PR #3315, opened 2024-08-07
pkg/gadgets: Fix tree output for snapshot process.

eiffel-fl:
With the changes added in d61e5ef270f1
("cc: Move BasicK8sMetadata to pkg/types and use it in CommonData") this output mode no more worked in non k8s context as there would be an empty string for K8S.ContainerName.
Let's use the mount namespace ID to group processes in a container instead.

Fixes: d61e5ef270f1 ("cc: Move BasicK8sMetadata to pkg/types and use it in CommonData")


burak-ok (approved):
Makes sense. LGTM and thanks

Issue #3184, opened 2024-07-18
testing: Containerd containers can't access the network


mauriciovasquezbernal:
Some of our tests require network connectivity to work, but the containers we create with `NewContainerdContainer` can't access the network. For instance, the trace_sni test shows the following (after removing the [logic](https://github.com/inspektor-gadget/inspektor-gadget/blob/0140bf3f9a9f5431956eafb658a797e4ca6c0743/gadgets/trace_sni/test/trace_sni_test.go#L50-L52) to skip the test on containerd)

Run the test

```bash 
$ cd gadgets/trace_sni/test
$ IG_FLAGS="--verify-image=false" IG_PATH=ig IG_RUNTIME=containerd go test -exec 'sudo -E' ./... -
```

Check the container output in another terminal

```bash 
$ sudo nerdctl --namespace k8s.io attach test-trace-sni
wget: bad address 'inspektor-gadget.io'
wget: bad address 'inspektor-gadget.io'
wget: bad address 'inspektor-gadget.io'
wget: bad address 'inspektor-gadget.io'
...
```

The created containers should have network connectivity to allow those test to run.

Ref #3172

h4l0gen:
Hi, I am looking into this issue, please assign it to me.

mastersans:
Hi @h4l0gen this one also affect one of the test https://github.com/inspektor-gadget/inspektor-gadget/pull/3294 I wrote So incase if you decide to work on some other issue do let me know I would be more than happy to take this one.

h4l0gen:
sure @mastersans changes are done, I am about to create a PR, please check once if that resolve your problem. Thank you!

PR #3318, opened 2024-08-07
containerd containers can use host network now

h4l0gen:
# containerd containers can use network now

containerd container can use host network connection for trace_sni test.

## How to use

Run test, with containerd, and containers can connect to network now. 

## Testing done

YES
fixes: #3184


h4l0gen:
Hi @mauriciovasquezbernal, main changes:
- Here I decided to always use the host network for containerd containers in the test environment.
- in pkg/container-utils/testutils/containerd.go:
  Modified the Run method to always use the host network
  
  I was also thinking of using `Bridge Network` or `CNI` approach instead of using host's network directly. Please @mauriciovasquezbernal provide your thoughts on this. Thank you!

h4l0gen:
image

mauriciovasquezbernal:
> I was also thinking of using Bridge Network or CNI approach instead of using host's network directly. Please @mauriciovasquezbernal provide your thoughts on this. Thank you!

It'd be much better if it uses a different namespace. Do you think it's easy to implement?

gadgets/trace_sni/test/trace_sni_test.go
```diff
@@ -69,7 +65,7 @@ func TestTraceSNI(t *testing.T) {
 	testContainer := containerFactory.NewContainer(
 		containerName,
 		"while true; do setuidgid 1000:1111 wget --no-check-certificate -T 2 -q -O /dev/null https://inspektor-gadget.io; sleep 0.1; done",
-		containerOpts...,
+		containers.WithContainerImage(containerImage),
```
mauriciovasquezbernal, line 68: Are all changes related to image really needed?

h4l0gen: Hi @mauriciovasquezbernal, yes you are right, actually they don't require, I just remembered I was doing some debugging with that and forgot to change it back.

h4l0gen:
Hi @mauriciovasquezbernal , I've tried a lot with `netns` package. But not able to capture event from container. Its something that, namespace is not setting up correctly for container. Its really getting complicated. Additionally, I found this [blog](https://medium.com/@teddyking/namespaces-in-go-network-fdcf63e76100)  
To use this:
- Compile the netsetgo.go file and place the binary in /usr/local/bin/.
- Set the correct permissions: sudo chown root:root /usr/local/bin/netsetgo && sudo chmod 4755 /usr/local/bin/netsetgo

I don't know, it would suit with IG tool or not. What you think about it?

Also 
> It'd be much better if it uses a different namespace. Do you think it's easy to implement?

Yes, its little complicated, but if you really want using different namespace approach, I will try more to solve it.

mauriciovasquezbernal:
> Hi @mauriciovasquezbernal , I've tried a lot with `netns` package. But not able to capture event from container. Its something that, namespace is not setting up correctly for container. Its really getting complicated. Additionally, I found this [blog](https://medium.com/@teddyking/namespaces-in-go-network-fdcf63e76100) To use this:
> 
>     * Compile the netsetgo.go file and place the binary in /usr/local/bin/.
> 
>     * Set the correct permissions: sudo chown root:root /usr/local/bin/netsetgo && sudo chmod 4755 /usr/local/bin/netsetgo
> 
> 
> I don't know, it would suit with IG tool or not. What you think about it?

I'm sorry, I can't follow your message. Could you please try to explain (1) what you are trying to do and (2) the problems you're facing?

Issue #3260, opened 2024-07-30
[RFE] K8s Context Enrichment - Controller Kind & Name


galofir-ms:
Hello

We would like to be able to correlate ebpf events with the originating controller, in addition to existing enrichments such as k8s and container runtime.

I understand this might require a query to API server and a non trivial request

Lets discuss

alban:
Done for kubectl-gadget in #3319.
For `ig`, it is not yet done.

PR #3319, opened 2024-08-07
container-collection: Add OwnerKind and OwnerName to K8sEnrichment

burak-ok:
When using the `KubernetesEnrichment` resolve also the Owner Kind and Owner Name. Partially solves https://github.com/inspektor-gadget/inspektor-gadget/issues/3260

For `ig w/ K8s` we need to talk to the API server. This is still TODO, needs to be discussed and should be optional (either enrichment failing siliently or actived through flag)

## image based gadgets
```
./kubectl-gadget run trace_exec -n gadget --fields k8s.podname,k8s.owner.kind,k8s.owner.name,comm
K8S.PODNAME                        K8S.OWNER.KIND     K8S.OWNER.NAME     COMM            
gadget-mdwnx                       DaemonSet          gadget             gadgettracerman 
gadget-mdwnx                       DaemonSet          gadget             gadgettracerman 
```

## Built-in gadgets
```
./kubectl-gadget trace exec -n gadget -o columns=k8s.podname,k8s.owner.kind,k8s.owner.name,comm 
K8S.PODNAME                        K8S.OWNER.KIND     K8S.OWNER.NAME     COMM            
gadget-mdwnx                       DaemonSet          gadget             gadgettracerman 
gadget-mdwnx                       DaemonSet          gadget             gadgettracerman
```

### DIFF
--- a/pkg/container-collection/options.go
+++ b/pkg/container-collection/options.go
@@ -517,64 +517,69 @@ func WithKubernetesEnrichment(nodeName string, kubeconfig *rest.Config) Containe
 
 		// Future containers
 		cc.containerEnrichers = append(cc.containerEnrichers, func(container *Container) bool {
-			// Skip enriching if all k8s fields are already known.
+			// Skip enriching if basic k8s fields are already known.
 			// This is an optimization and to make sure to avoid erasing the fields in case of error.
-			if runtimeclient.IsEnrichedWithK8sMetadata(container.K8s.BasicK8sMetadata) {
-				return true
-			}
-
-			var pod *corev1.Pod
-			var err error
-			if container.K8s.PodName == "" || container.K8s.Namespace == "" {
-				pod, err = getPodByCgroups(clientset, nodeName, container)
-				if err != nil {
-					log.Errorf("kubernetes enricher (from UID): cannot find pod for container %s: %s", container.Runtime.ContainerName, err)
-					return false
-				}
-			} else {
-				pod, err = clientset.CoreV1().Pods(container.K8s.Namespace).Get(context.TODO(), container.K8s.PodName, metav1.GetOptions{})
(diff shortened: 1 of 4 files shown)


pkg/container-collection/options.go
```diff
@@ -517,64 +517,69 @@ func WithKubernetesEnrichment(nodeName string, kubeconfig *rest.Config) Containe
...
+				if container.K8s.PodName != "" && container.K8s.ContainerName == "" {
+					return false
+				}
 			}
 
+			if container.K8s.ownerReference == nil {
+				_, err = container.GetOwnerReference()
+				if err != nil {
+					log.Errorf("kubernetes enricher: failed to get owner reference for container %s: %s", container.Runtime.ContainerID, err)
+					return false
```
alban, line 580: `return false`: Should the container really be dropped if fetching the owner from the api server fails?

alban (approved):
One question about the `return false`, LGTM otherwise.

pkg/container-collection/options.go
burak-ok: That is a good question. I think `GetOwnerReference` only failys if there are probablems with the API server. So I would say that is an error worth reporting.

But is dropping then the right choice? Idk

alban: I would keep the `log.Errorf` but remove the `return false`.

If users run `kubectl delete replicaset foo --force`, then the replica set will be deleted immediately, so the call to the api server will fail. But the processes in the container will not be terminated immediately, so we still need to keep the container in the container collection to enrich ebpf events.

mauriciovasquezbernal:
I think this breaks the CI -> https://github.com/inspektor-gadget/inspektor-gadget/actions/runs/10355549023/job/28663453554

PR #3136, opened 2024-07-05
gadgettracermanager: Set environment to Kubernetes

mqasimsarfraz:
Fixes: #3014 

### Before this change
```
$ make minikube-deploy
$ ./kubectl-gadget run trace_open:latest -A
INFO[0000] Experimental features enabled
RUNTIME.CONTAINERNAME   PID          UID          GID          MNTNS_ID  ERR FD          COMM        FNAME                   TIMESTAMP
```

==*==

Copy all lines from the entries that contain the word "environment".

- Here I decided to always use the host network for containerd containers in the test environment.
gadgettracermanager: Set environment to Kubernetes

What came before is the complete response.